[Source material — start]

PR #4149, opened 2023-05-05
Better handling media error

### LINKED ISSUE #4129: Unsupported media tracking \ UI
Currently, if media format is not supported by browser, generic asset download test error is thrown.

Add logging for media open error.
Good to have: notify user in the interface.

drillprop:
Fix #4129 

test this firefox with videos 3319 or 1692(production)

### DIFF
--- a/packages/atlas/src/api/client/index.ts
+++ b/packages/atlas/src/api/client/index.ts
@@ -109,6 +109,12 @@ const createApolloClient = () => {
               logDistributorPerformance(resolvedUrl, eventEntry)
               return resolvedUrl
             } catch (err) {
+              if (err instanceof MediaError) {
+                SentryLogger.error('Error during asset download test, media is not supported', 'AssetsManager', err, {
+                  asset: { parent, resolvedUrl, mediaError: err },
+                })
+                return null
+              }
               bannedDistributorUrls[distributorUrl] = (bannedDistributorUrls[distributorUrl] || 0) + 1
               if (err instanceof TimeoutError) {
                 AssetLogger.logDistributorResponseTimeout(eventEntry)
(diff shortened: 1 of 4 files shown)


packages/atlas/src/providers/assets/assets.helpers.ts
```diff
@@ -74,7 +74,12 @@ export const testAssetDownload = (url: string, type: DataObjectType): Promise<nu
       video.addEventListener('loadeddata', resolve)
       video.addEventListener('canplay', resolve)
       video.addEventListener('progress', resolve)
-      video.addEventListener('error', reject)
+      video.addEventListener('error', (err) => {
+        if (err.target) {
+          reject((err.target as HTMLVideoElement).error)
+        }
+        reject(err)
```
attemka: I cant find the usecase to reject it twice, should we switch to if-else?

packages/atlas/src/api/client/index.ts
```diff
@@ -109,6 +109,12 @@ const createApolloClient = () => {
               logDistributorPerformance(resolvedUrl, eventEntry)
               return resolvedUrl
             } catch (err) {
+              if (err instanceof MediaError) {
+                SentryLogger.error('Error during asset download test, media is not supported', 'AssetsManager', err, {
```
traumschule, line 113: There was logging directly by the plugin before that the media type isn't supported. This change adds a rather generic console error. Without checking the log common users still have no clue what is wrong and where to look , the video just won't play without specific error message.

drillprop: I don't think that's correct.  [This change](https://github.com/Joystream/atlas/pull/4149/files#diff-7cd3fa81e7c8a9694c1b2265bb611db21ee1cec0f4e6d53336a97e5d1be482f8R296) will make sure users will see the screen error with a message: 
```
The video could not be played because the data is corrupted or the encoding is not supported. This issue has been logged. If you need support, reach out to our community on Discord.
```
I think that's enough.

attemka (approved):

[Source material — finish]
[Source material — start]

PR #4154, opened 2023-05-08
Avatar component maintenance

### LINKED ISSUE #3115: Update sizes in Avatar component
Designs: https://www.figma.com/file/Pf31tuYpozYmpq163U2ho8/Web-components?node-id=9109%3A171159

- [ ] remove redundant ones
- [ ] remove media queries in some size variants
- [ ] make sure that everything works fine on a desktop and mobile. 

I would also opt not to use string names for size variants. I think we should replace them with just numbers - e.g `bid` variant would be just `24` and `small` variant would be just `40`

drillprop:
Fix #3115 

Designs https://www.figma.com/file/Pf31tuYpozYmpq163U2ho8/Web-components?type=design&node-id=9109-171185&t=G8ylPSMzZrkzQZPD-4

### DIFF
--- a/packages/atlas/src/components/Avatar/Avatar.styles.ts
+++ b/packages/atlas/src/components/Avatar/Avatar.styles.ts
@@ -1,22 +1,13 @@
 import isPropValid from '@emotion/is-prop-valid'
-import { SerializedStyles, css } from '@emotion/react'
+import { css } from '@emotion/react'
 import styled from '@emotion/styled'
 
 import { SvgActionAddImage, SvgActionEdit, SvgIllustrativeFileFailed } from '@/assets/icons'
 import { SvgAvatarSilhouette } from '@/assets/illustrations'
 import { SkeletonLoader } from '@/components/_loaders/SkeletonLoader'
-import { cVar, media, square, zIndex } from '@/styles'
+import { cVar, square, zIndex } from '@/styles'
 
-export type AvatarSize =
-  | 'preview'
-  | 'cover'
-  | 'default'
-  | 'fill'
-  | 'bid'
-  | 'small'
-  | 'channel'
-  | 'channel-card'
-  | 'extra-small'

[Source material — finish]
[Source material — start]

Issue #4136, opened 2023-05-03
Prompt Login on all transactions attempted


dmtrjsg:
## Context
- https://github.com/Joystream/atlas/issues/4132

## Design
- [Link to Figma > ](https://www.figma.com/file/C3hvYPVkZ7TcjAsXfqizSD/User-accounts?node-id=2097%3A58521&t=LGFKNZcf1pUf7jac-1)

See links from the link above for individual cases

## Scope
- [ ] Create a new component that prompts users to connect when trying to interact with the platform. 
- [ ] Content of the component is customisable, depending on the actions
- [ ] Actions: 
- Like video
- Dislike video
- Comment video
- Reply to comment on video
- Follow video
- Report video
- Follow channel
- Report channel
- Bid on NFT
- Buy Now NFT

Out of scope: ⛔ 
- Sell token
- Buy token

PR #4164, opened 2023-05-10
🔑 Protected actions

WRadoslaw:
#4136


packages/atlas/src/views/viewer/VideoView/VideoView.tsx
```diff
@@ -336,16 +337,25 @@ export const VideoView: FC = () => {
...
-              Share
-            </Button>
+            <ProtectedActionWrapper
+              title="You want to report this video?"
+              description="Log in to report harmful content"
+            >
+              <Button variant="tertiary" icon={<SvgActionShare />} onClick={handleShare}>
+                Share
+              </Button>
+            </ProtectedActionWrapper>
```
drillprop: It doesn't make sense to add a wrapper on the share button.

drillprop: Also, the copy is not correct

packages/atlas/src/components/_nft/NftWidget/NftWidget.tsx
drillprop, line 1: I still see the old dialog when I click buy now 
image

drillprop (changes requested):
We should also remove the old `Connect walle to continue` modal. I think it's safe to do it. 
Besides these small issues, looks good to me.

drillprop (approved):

[Source material — finish]

Only lines containing the string "https" belong in the answer; find them in the data above and copy them.

• [Output]:
drillprop: I don't think that's correct.  [This change](https://github.com/Joystream/atlas/pull/4149/files#diff-7cd3fa81e7c8a9694c1b2265bb611db21ee1cec0f4e6d53336a97e5d1be482f8R296) will make sure users will see the screen error with a message: 
Designs: https://www.figma.com/file/Pf31tuYpozYmpq163U2ho8/Web-components?node-id=9109%3A171159
Designs https://www.figma.com/file/Pf31tuYpozYmpq163U2ho8/Web-components?type=design&node-id=9109-171185&t=G8ylPSMzZrkzQZPD-4
- https://github.com/Joystream/atlas/issues/4132
- [Link to Figma > ](https://www.figma.com/file/C3hvYPVkZ7TcjAsXfqizSD/User-accounts?node-id=2097%3A58521&t=LGFKNZcf1pUf7jac-1)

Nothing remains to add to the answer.